Search the entries below for "pass". Report each line where it occurs.
<<<<
PR #26, opened 2021-04-06
Flexible function calls

### LINKED ISSUE #6: Should config file have ability to pass configuration arguments directly to scripts?
There are a myriad of different ways a user can configure a plotting script in python.  How should the CAM diagnostics manage the desire of a user to modify simple configuration options (e.g. the color bar used) for the diagnostic figures?  I can so far think of three options:

1.  Do not allow the user to configure the plots through the namelist.  If the user wants a plot configured differently, they can simply modify the plotting script directly, or add their own script to the namelist.  This is the simplest option from a development and maintenance standpoint, but requires users to know python in order to change anything.

2.  Allow all possible configuration options to be controlled via the namelist.  This greatly reduces the need of the user to know python in order to configure the scripts to their liking.  However, it increases the effort needed to develop and maintain the diagnostics, and may cause the namelist file itself to increase dramatically in size.

3.  Allow _some_ configuration options in the namelist, but require all other configuration options to either be determined automatically, or through option 1 (direct modification of the script itself).  This would likely be a a trade-off between options 1 and 2, both in terms of advantages and difficulties.

Any thoughts or opinions?

brianpm:
These changes are mainly focused on providing a more flexible way to call the functions that are inside the `scripts` directory. A new function called `function_caller` is added to `CamDiag`. 

As a way to test this, I also modified how the yaml file is treated. I allowed averaging scripts to be a nested dict, not just a list of functions. This allows the user to provide a list of args and kwargs as strings, and then we inspect `locals` to find out if they are actually variables. I'm not sure if this is robust, but it at least worked for my tests so far.

Other changes are part of my attempt to test this capability. I was using two CAM simulations that only have time series files, not history files. Skipping the time series file creation required some modifications. I also modified code to try to keep going if a variable is not found (used `warnings` for when that happens).

Oh, and I just realized I left a bunch of debugging/print statements in there, which should be deleted. 

Sorry for the messy-ness of this PR. Let me know if you have trouble extracting the useful parts.

Fixes #6

### DIFF
--- a/lib/CamDiag.py
+++ b/lib/CamDiag.py
@@ -81,7 +81,9 @@ for root, dirs, files in os.walk(_DIAG_SCRIPTS_PATH):
     #Add all sub-directories to python path:
     for dirname in dirs:
         sys.path.append(os.path.join(root,dirname))
-
+print(100*"=")
+print(sys.path)
+print(100*"=")
 #################
 #Helper functions
 #################
@@ -151,6 +153,27 @@ def construct_index_info(d, fnam, opf):
     if plot_type not in d[vname]:
         d[vname][plot_type] = {}
     d[vname][plot_type][temporal] = opf
+
+#####
+
+def function_caller(func_name: str, func_args: list, func_kwargs: dict = {}, module_name=None):
+    """Call a function with given arguments.
+    
+    func_name : string, name of the function to call
+    func_args : list, the arguments to pass to the function
+    func_kwargs : [optional] dict, the keyword arguments to pass to the function
+    module_name : [optional] string, the name of the module where func_name is defined; if not provided, assume func_name.py
+    
+    return : the output of func_name(*func_args, **func_kwargs)
+    """
+    if module_name is None:
+        module_name = func_name #+'.py'
+    # note: when we use importlib, specify the module name without the ".py" extension.
+    module = importlib.import_module(func_name)
+    if hasattr(module, func_name) and callable(getattr(module, func_name)):
+        func = getattr(module, func_name)
+    return func(*func_args, **func_kwargs)
+
 
 
 ######################################
@@ -262,6 +285,11 @@ class CamDiag:
 
         #Check if climatologies are being calculated:
         if cam_climo_dict['calc_cam_climo']:
+            # Skip history file stuff if time series are pre-computed:
+            if ('cam_ts_done' in cam_climo_dict) and (cam_climo_dict['cam_ts_done'] == True):
+                # skip time series generation, and just make the climo
+                print("  Configuration file indicates time series files have been pre-computed, will rely on those files only.")
+                return None
 
             #Notify user that script has started:
             print("  Generating CAM time series files...")
@@ -366,8 +394,10 @@ class CamDiag:
         if cam_climo_dict['calc_cam_climo']:
 
             #If so, then extract names of time-averaging scripts:
-            avg_func_names = self.__time_averaging_scripts
-
+            avg_func_names = self.__time_averaging_scripts  # this is a list of script names 
+                                                            # _OR_ 
+                                                            # a **list** of dictionaries with script names as keys that hold args(list), kwargs(dict), and module(str)
+            
             #Extract necessary variables from CAM configure dictionary:
             input_ts_loc    = cam_climo_dict['cam_ts_loc']
             overwrite_climo = cam_climo_dict['cam_overwrite_climo']
@@ -375,9 +405,19 @@ class CamDiag:
 
             #Loop over all averaging script names:
             for avg_func_name in avg_func_names:
+                # option to specify the module's name:
+                if isinstance(avg_func_name, dict):
+                    assert len(avg_func_name) == 1  # must just be {function_name : {args:[...], <kwargs:{...}>, <module:'xxxx'>}}
+                    has_opt = True
+                    opt = avg_func_name[list(avg_func_name.keys())[0]]  # un-nests the dictionary
+                    avg_func_name = list(avg_func_name.keys())[0]  # not ideal, but change to a str representation; iteration will continue ok
+                else:
+                    has_opt = False
 
-                #Add file suffix to script name (to help with the file search):
-                avg_script = avg_func_name+'.py'
+                avg_script =  avg_func_name + '.py'  # default behavior: Add file suffix to script name
+                if has_opt:
+                    if 'module' in opt:
+                        avg_script = opt['module']
 
                 #Create full path to averaging script:
                 avg_script_path = os.path.join(os.path.join(_DIAG_SCRIPTS_PATH,"averaging"),avg_script)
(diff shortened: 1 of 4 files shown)


lib/CamDiag.py
```diff
@@ -81,7 +81,9 @@
     #Add all sub-directories to python path:
     for dirname in dirs:
         sys.path.append(os.path.join(root,dirname))
-
+print(100*"=")
```
nusbaume, line 84: Can you comment these `print` statements out and add an extra comment stating that they need to be added to a debug log?

lib/CamDiag.py
```diff
@@ -366,18 +394,30 @@ def create_climo(self, baseline=False):
...
             var_list        = self.__diag_var_list
 
             #Loop over all averaging script names:
             for avg_func_name in avg_func_names:
-
-                #Add file suffix to script name (to help with the file search):
-                avg_script = avg_func_name+'.py'
+                # option to specify the module's name:
+                if isinstance(avg_func_name, dict):
+                    assert len(avg_func_name) == 1  # must just be {function_name : {args:[...], <kwargs:{...}>, <module:'xxxx'>}}
```
nusbaume, line 410: Can you add an error message like so:

`assert len(avg_func_name) == 1, "YAML function line must just be {function_name : {args:[...], <kwargs:{...}>, <module:'xxxx'>}}"`

lib/CamDiag.py
```diff
@@ -386,19 +426,29 @@ def create_climo(self, baseline=False):
...
+                    sys.path.insert(0, avg_script_path)
+                # NOTE: when we move to making this into a proper package, this path-checking stuff should be removed and dealt with on the package-level.
+                    
+                # Arguments; check if user has specified custom arguments
+                avg_func_args = [case_name, input_ts_loc, output_loc, var_list]
+                avg_func_kwargs = {"clobber":overwrite_climo}
+                if has_opt:
+                    if ('args' in opt):
+                        # RULES: it has to be a list of strings, and then we will take whatever of those are in locals
+                        assert isinstance(opt['args'], list)
```
nusbaume, line 440: Can you add an error message like so:

`assert isinstance(opt['args'], list), "Function arguments must be of type list."`

lib/CamDiag.py
```diff
@@ -386,19 +426,29 @@ def create_climo(self, baseline=False):
...
+                        assert all(isinstance(item, str) for item in opt['args'])
```
nusbaume, line 441: Can you add an error message like so:

`assert all(isinstance(item, str) for item in opt['args']), "Items in function argument list must be strings."`

lib/CamDiag.py
```diff
@@ -386,19 +426,29 @@ def create_climo(self, baseline=False):
...
+                        avg_func_args = list()  # start over
+                        for variableToCheck in opt['args']:
+                            if variableToCheck in locals():
+                                avg_func_args.append(locals()[variableToCheck])
+                            else:
+                                print("{} is not available".format(variableToCheck))
+                    if 'kwargs' in opt:
+                        avg_func_kwargs = opt['kwargs']
+                print(f"DEBUG: \n \t avg_func_name = {avg_func_name}\n \t avg_func_args= {avg_func_args}\n \t avg_kwargs= {avg_func_kwargs}")
```
nusbaume, line 450: Can you comment this print statement out and add an extra comment stating that it needs to be added to a debug log?

lib/CamDiag.py
```diff
@@ -456,18 +506,8 @@ def regrid_climo(self):
...
-            exec(regrid_func_import_statement)
-
-            #Create actual function call:
-            regrid_func = regrid_func_name+\
-            '(case_name, input_climo_loc, output_loc, var_list, target_list, target_loc, overwrite_regrid)'
-
-            #Evaluate (run) averaging script function:
-            eval(regrid_func)
+            regrid_func_args = [case_name, input_climo_loc, output_loc, var_list, target_list, target_loc, overwrite_regrid]
+            function_caller(regrid_func_name, regrid_func_args, func_kwargs={}, module_name=regrid_func_name+'.py')
```
nusbaume, line 510: It might make sense to add all of the extra `opt` code you have in `create_climo` here as well.  If the code works as expected then it shouldn't modify the current behavior, but will allow one to add arguments to regridding scripts in the future.

lib/CamDiag.py
```diff
@@ -522,17 +562,8 @@ def perform_analyses(self, baseline=False):
...
-
-            #Run averaging script import statement:
-            exec(anly_func_import_statement)
-
-            #Create actual function call:
-            anly_func = anly_func_name+'(case_name, input_ts_loc, output_loc, var_list, write_html)'
-
-            #Evaluate (run) averaging script function:
-            eval(anly_func)
+            anly_func_args = [case_name, input_ts_loc, output_loc, var_list, write_html]
```
nusbaume, line 565: It might make sense to add all of the extra `opt` code you have in `create_climo` here as well.  If the code works as expected then it shouldn't modify the current behavior, but will allow one to add arguments to analysis scripts in the future.

lib/CamDiag.py
```diff
@@ -588,18 +619,8 @@ def create_plots(self):
...
-            #Run regridding script import statement:
-            exec(plot_func_import_statement)
-
-            #Create actual function call:
-            plot_func = plot_func_name+\
-            '(case_name, model_rgrid_loc, data_name, data_loc, var_list, data_list, plot_location)'
-
-            #Evaluate (run) plotting script function:
-            eval(plot_func)
+            plot_func_args = [case_name, model_rgrid_loc, data_name, data_loc, var_list, data_list, plot_location]
```
nusbaume, line 622: It might make sense to add all of the extra `opt` code you have in `create_climo` here as well.  If the code works as expected then it shouldn't modify the current behavior, but will allow one to add arguments to plotting scripts in the future.

scripts/analysis/amwg_table.py
```diff
@@ -97,7 +98,7 @@ def amwg_table(case_name, input_ts_loc, output_loc, var_list, write_html):
     if not input_location.is_dir():
         errmsg = "Time series directory '{}' not found.  Script is exiting.".format(input_ts_loc)
         end_diag_script(errmsg)
-
+    print(f"DEBUG: location of files is {str(input_location)}")
```
nusbaume, line 101: Can you comment this print statement out and add an extra comment stating that it needs to be added to a debug log?

scripts/averaging/averaging_example.py
```diff
@@ -70,33 +79,19 @@ def averaging_example(case_name, input_ts_loc, output_loc, var_list, overwrite_c
...
-        if "PS" in cam_ts_data:
-            ps_climo = cam_ts_data['PS'].groupby('time.month').mean(dim='time')
-            cam_climo_data = xr.merge([climo_data, ps_climo])
-        else:
-            cam_climo_data = climo_data.to_dataset()
-
-        #Also add some special variables that should be carried along:
-        for special in ['hyam', 'hybm', 'P0', 'hyai', 'hybi']:
-            if special in cam_ts_data:
-                cam_climo_data[special] = cam_ts_data[special]
```
nusbaume, line 95: Is this code no longer needed?  I thought for spectral element CAM runs these quantities are missing unless added explicitly?

scripts/regridding/regrid_example.py
```diff
@@ -58,7 +58,7 @@ def regrid_example(case_name, input_climo_loc, output_loc,
 
         #loop over regridding targets:
         for target in target_list:
-
+            print(f"DEBUG: target = {target}")
```
nusbaume, line 61: Can you comment this print statement out and add an extra comment stating that it needs to be added to a debug log?

scripts/regridding/regrid_example.py
```diff
@@ -71,11 +71,16 @@ def regrid_example(case_name, input_climo_loc, output_loc,
             if not regridded_file_loc.is_file():
 
                 #Create list of regridding target files (we should explore intake as an alternative to having this kind of repeated code)
+                # NOTE: This breaks if you have files from different cases in same directory!
                 tclim_fils = sorted(list(tclimo_loc.glob("{}*_{}_*.nc".format(target, var))))
-
+                print(f"DEBUG: tclim_fils (n={len(tclim_fils)}): {tclim_fils}")
```
nusbaume, line 76: Can you comment this print statement out and add an extra comment stating that it needs to be added to a debug log?

nusbaume (changes requested):
This looks like a great improvement!  However, I do have some (hopefully minor) requests.  If you have any questions or concerns with my suggestions just let me know!

scripts/averaging/averaging_example.py
brianpm: I'm going to defer on this for now. You're probably right, but I can't remember exactly why I did this. Let's skip it for now, and if needed, that can be dealt with in a different PR.

nusbaume (approved):
@brianpm Everything looks good now!  However, I did end up making some modifications to avoid some errors/issues that occurred during testing.   If those mods look good to you then I will go ahead and merge this PR, but if not please let me know and we can modify this PR further.  

Also, if you want to quickly see just the changes I made then simply click on the two commits below and they should show up on your screen.  Thanks!

brianpm:
Thanks, Jesse! This all looks good to me.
>>>>
TASK RESULT:
### LINKED ISSUE #6: Should config file have ability to pass configuration arguments directly to scripts?
+    func_args : list, the arguments to pass to the function
+    func_kwargs : [optional] dict, the keyword arguments to pass to the function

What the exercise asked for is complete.